The search for meaning in math is crucial. Over the centuries, math has developed because rules which make sense with ordinary things, like multiplying rabbits, get used in areas that we don’t understand, like multiplying irrationals. The rules continue to work, but what are we talking about now? “Trigonometry is introduced to students through right triangles. But its rules get extended to perpendiculars in circles and angles beyond 90 degrees, beyond 180 degrees. What does it mean then? That trigonometry is not about triangles essentially, but about cyclical motion, which is found everywhere in nature. You can even begin to see that the Pythagorean theorem is just a small part of the law of cosines. The concept is vastly bigger than you originally thought.”

John works hard to help his students do well on the AP test, but he finds it mostly a constraint. The AP is a feather in the cap for a school, but it doesn’t leave much room for marvels and beauties, like the Mandelbrot set. If he could, he would broaden the topics covered; their calculating ability would decrease, but their wonder would be stoked.

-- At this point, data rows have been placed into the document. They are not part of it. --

PR #3867, opened 2024-04-01
node: Throttle CoinGecko queries

djb15:
We're consistently hitting the CoinGecko API rate limit now on the free plan which means we're not always updating prices and the query check fails when trying to update the governor token list. Rather than paying for the premium API plans we could instead just throttle our requests, since these price updates are not time critical.

Someone better then me at Go can tell me if this is rubbish!

### DIFF
--- a/node/pkg/governor/governor_prices.go
+++ b/node/pkg/governor/governor_prices.go
@@ -135,6 +135,9 @@ func (gov *ChainGovernor) queryCoinGecko(ctx context.Context) error {
 	params := url.Values{}
 	params.Add("bust", strconv.Itoa(int(time.Now().Unix()))+strconv.Itoa(rand.Int())) // #nosec G404
 
+	ctx, cancel := context.WithCancel(ctx)
+	defer cancel()
+
 	// Throttle the queries to the CoinGecko API. We query for 200 tokens at a time, so this throttling would
 	// allow us to query up to 18,000 tokens in a 15 minute window (the query interval). Currently there are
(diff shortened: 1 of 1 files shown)


bruce-riley (approved):
Thanks for doing this!

node/pkg/governor/governor_prices.go
```diff
@@ -128,14 +128,35 @@ func (gov *ChainGovernor) PriceQuery(ctx context.Context) error {
...
 	params := url.Values{}
 	params.Add("bust", strconv.Itoa(int(time.Now().Unix()))+strconv.Itoa(rand.Int())) // #nosec G404
 
+	ctx, cancel := context.WithCancel(ctx)
+	defer cancel()
+
+	// Throttle the queries to the CoinGecko API. We query for 200 tokens at a time, so this throttling would
+	// allow us to query up to 12,000 tokens in a 15 minute window (the query interval). Currently there are
+	// between 1000 and 2000 tokens.
+	throttle := make(chan int, 1)
```
SEJeff, line 144: As a followup, for your governor update script, I almost wonder if it makes sense to add a check for `len(governed_tokens) > 12000`? If that fails, there will be something in the test to tell you to come update this. Not for this PR, but makes sense as a followup I think to keep everyone honest.

SEJeff (approved):

node/pkg/governor/governor_prices.go
djb15: Great suggestion! Have made a note to open a PR for this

And then there’s Euclid. In the lunch line at Thomas Aquinas College recently, I met a happy freshman. She had visited the College for a few days before deciding to apply. I asked her what has been the biggest surprise for her. She responded immediately, “I love math!” That was a delightful answer, and brought back happy memories of many Academic Retreats, where humanities teachers have found that the session on Euclid was their favorite, completely contrary to their expectation. Her reason, however, was novel: “In high school math, I would always have to check the answers, because I never really knew whether I was right. With Euclid, I can see and understand the steps and know that I am right.” And that is a beautiful feeling I wish everyone had at least once in their lives.